Repeat exactly, and only, the lines from the one containing "Fix implementation of coterminal function" through the last line of the data below.

- - - - - - -

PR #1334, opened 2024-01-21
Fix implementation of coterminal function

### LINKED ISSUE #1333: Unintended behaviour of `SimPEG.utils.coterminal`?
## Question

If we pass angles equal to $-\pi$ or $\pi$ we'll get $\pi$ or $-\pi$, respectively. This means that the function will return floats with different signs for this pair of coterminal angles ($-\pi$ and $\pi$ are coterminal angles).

- - - - - - -

Answer space:
Fix implementation of coterminal function

### LINKED ISSUE #1333: Unintended behaviour of `SimPEG.utils.coterminal`?
## Question

If we pass angles equal to $-\pi$ or $\pi$ we'll get $\pi$ or $-\pi$, respectively. This means that the function will return floats with different signs for this pair of coterminal angles ($-\pi$ and $\pi$ are coterminal angles).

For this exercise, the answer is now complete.